When Are Stents Necessary for PAD?

December 16, 2025

Imagine you are trying to drink a thick milkshake through a straw, but someone is pinching the middle of the straw. No matter how hard you suck, the liquid just won’t flow. In your body, your arteries are the straws, and Peripheral Arterial Disease (PAD) is the pinch.

PAD occurs when atherosclerosis—a buildup of cholesterol, calcium, and fibrous plaque—narrows the arteries in your legs. This restricts blood flow, leading to symptoms ranging from leg pain when walking (claudication) to severe foot pain at night and even non-healing wounds.

For many years, the primary solution was simply to inflate a balloon inside the artery to stretch it open (angioplasty). But arteries are elastic living tissues. Sometimes, after the balloon is deflated, the artery snaps back like a rubber band, or the plaque is so heavy that the vessel collapses again.

This is where stents come in.

A stent acts as a permanent internal scaffold, holding the artery open and ensuring blood continues to flow freely. However, stents are not a one-size-fits-all solution. At Fox Vein and Vascular, Manhattan vascular surgeon Dr. David Fox uses a personalized approach to determine exactly when a stent is beneficial and when other options might be better.

In this detailed guide, we will explore the role of stents in PAD treatment, the different types available, and help you understand when this metallic mesh might be the key to saving your limb and restoring your mobility.

What Is a Stent? The Internal Scaffold

A vascular stent is a tiny, expandable tube made of metal mesh. It looks somewhat like the spring inside a ballpoint pen, but much more sophisticated.

How It Works

When an artery is blocked by plaque, the standard first step is often balloon angioplasty. Dr. Fox guides a catheter with a deflated balloon to the blockage site. The balloon is inflated to compress the plaque against the arterial wall, widening the channel.

However, plaque can be stubborn.
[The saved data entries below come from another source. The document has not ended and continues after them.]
PR #2746, opened 2023-06-01
tx: Update c-kzg to big endian implementation

g11tech:
c-kzg npm (and other kzg impls/bindings) have been updated to `big endian`, this PR aims to update the same

Ref
 - https://github.com/ethereum/consensus-specs/pull/3354
 

TODO:

~~- [ ] Update the setup file~~ confirmed setup file remain sames
- [x] Update and fix tests


holgerd77:
Have updated this via UI

packages/tx/test/eip4844.spec.ts
```diff
@@ -441,4 +441,4 @@ tape('Network wrapper deserialization test', async (t) => {
...
...000000000000000000000000000000000000000000000000000000000000000000000000000000000000000000000000000000000000000000000000000000000000000000000000000000000000000000000000000000000000000000000000000000000000000000000000000000000000000000000000000000000000000000000000000000000000000000000000000000000000000000000000000000000000000000000000000000000000000000000000000000000000000000000000000000000000000000000000000000000000000000000000000000000000000000000000000000000000000000000000000000000000000000000000000000000000000000000000000000000000000000000000000000000000000000000000000000000000000000000000000000000000000000000000000000000000000000000000000000000000000000000000000000000000000000000000000000000000000000000000000000000000000000000000000000000000000000000000000000000000000000000000000000000000000000000000000000000000000000000000000000000000000000000000000000000000000000000000000000000000000000000000000000000000000000000000000000000000000000000000000000000000000000000000000000000000000000000000000000000000000000000000000000000000000000000000000000000000000000000000000000000000000000000000000000000000000000000000000000000000000000000000000000000000000000000000000000000000000000000000
```
holgerd77, line 444: Maybe this file gets more readable and we will save some disk space if we do something like `'00'.repeat(1000000)` or so. 😂

Won't make it a blocker though, but might really be worth to update on the sideline on one of the next updates.

holgerd77: (or is this then hindering others from other clients to take the data over? 🤔)

holgerd77 (approved):
LGTM

packages/tx/test/eip4844.spec.ts
g11tech: yea we can do that, but for now the idea was to make sure consensus with other clients
we can def cleanup now

packages/tx/test/eip4844.spec.ts
```diff
@@ -387,16 +387,16 @@ tape('Network wrapper deserialization test', async (t) => {
       chainId: '0x1',
       accessList: [],
       maxFeePerDataGas: '0x5f5e100',
-      versionedHashes: ['0x01317228841f747eac2b4987a0225753a4f81688b31b21192ad2d2a3f5d252c5'],
+      versionedHashes: ['0x01a638b488178191c51eb548b89ce6e144f897b250b8cba834a7e4accd1cf297'],
```
holgerd77, line 390: Hi @g11tech, just having another look at this PR for release notes. Out of interest: why is the changeset for this PR and this tx tests actually so small? 🤔

Wouldn't e.g. the following from above (just totally abitrary example) also change and therefore a lot of hash and the like comparisons?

In some cases, the vessel wall is weak or the plaque is prone to “recoil.” A stent is mounted on a balloon catheter and delivered to the site. When the balloon inflates, the stent expands and locks into place against the artery wall. When the balloon is deflated and removed, the stent remains behind, acting as a structural support to keep the vessel patent (open).
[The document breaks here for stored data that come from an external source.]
PR #3311, opened 2024-03-09
Update "--dev" to use the Cancun hardfork.

Amxx:
Currently, calling `ethereumjs --dev=true` starts a network using the london hardfork. This is quite different from mainnet, and IMO is not representative of what dev would expect.

With DenCun hitting mainnet in the next days, I believe that this should be updated to Cancun.

### DIFF
--- a/packages/client/CHANGELOG.md
+++ b/packages/client/CHANGELOG.md
@@ -6,6 +6,10 @@ The format is based on [Keep a Changelog](http://keepachangelog.com/en/1.0.0/)
 (modification: no type change headlines) and this project adheres to
 [Semantic Versioning](http://semver.org/spec/v2.0.0.html).
 
+## Unreleased
+
+Update the devnet setting (enabled using `--dev`) to use the Cancun hardfork.
+
 ## 0.10.0 - 2024-02-08
 
 This client release now comes with official Dencun hardfork support 🎉 and by default uses WASM for crypto primitives for faster block execution times.
--- a/packages/client/bin/cli.ts
+++ b/packages/client/bin/cli.ts
@@ -654,6 +654,9 @@ async function setupDevnet(prefundAddress: Address) {
       istanbulBlock: 0,
       berlinBlock: 0,
       londonBlock: 0,
+      mergeForkBlock: 0,
+      shanghaiTime: 0,
+      cancunTime: 0,
       ...consensusConfig,
     },
     nonce: '0x0',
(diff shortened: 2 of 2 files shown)


holgerd77:
Will circle in @g11tech in here, most experienced with these dev flags: Gajinder, can we update here, or does this have side effects on tests (maybe we'll directly see on CI run, not yet finished while I am writing here)?

g11tech (commented):
LGTM, not approving if we want the unreleased changelog edit removed

g11tech:
Also as mentioned in the PR, let's just schedule it to dencun

The only reason we may want it to be on London however is to have a runnable chain without a CL

holgerd77:
Updated this via UI

holgerd77:
Updated this via UI

acolytec3 (commented):
Unfortunately, I don't think its as simple as changing the starting hardfork to start on Cancun.  If you run `npx tsx bin/client.ts --dev=true` you get this sort of output:

```
[03-12|20:17:18] INFO ---------------------------
[03-12|20:17:18] INFO Client started successfully
[03-12|20:17:18] INFO ---------------------------
[03-12|20:17:28] INFO txsByPriceAndNonce selected txs=0, skipped byNonce=0 byPrice=0 byBlobsLimit=0 
[03-12|20:17:28] INFO Miner: Assembling block from 0 eligible txs (baseFee: 7)
[03-12|20:17:28] INFO Miner: Sealed block with 0 txs (in turn)
[03-12|20:17:28] WARN Execution of block number=1 hash=0x8c93…dc62 hardfork=cancun failed:
Error: invalid block stateRoot, got: 0x5e2514a6fc32e2f9b31cbe99d78a5caa2e5e8fbd51461faa8d3f0cc59714ab37, want: 0x874ad777665ba3859329672df99b4bfee3ee775b36379d773ae69dc6d8612db2 (vm hf=cancun -> block number=1 hash=0x8c93e4329f71ba3f7fd33c6f001572b1e31bd02b8ba7c7a044d2438e6523dc62 hf=cancun baseFeePerGas=7 txs=0 uncles=0) 
[03-12|20:17:28] INFO Executed blocks count=1 first=0 hash=0xa8e0…b110 td=3 baseFee=7 hardfork=cancun last=0 hash=0xa8e0…b110 txs=0 
[03-12|20:17:36] INFO Stopped synchronization.
```

It's trying to start a PoA network with post-merge hardforks which is an invalid combination with the current `dev` genesis config.  I agree with the spirit of the PR but we need to think about something a little more fully orbed before we take this in, maybe provide something like the `lodestar-quickstart` setup so it comes paired with a CL client so it can produce valid blocks.

holgerd77:
@acolytec3 can you take responsibilty for this PR and see if it is worth to pursue or close? Thanks! 🙏

holgerd77:
👋 Hope, everything is fine. Outdated, client deprecated, will close.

Types of Stents Used in PAD

Not all stents are created equal. Technology has evolved significantly to address the unique challenges of the leg arteries, which must bend and twist as we walk.

  1. Bare-Metal Stents (BMS): These are the original stents—simple mesh tubes made of stainless steel or nitinol (a nickel-titanium alloy). They provide excellent structural support but have a higher risk of scar tissue growing through the mesh over time, potentially re-blocking the artery (restenosis).
  2. Drug-Eluting Stents (DES): These are a major advancement in Peripheral Artery Disease treatment. The metal mesh is coated with a medication that is slowly released into the artery wall over time. This medication inhibits the growth of scar tissue, significantly reducing the risk of the artery narrowing again.
  3. Covered Stents (Stent Grafts): These stents are covered with a fabric-like material (such as PTFE). They create a sealed tube within the artery. These are often used for sealing aneurysms or treating long, complex blockages where there is a risk of the artery rupturing.
  4. Bioresorbable Scaffolds: This is the frontier of vascular technology. These stents hold the artery open for a specific period (usually a year or two) and then gradually dissolve into the body. This leaves the artery open but without a permanent metal implant.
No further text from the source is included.